Note, I do not think my proposal below is a sensible one. It is composed of pieces which don't yet fit together well -- and one of them is completely absurd -- but I'm leaving it in place because it is grasping at an intuitive hunch that I haven't been able to figure out, which may resolve it.

This is a step on a larger journey. I've been pondering this kind of inversion for years, in many small pieces, not knowing how to do it all together until I recently read a description of Gödel's construction of L, which begins with the empty set.

I do not like the empty set because it confuses me, feels like a paradox instead of something reasonable, so my mind began working on eliminating it from his structure while I read. I replaced "empty set" with "infinity" to see what happens, and suddenly, in a flash, I saw a way to make this happen.

Then as I thought more about the idea, I wrote the following:

Mathematics arises from division (which arises from naming things, which arises from language) and pattern recognition. The ancient Greek understanding of "1" makes this point more plain than what we understand today. For ancient Greeks, "1" was indivisible, and therefore not a number. Therefore the implied role of division as a core feature of mathematics was more obvious then than it is today, when we take it for granted and no longer see it hiding beneath everything.

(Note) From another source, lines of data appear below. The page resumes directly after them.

PR #266, opened 2015-10-16
documentation fix

dredozubov:
There were two `REVERT`s instead of `COMMIT` in the docs. Also vim stripped whitespaces at the end of the lines and left it like this, it seems much nicer this way.

[Review on Reviewable](https://reviewable.io/reviews/theory/sqitch/266)

### DIFF
--- a/lib/sqitchtutorial-mysql.pod
+++ b/lib/sqitchtutorial-mysql.pod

#### Math started with counting things.

(I continued writing.) Most people imagine "math started with counting things," and intuit addition as the first operation, but look more closely at what happens when counting. We're overlooking an important step when we assume addition is the first thing that happens.

If you step back far enough in what is actually happening, you see counting begins by dividing the first item from everything else under the sun. After this separation happens, then the count is applied to this item. We call this item number "1." We know the "1" is an abstraction temporarily assigned to the real thing which itself is not "1," but is called "1." We do this again, and call the 2nd-divided thing "2." We repeat this for the third item, then the fourth...

This is how counting starts with division, not addition.

So here is a sketch of an idea for how to develop something structurally similar to naive set theory, except starting from the "big" end instead of the "empty" end where Gödel (and everyone else) started.

Our intent will be to develop mathematics without requiring an empty set, a pointless point, or any other such paradoxes or leaps of faith, while also being more clear about the act of division which underlies all counting.

This is the sea out of which our math arises. We start here, at the other end of the nothing-to-everything spectrum from where we normally start. There's a reason. We're doing this instead of repeating the same mistake Euclid made when he created "points that don't exist," and which Gödel reiterated when he created L by starting with the empty set.

As you follow this narrative, your mind may resist starting with "uncountable infinity" because it wants to start with simple things and build complexity, but as you go through this thought experiment, you'll see that we actually are doing that, just in a different way than you may have ever imagined.

#### Then establish an operation called division.

Using this operation, extract the set of countable infinity from the set of uncountable infinity. Extract it one item at a time, though -- not all at once. At least, not yet. When we look at things from the big end, we see the smaller countable infinity arises, one number at a time, from the larger uncountable infinity, which makes a lot more intuitive sense than the other way around, if you think about it. Hopefully you see the value of drawing countable out of uncountable, because it's the last sensible thing we'll do for a little while.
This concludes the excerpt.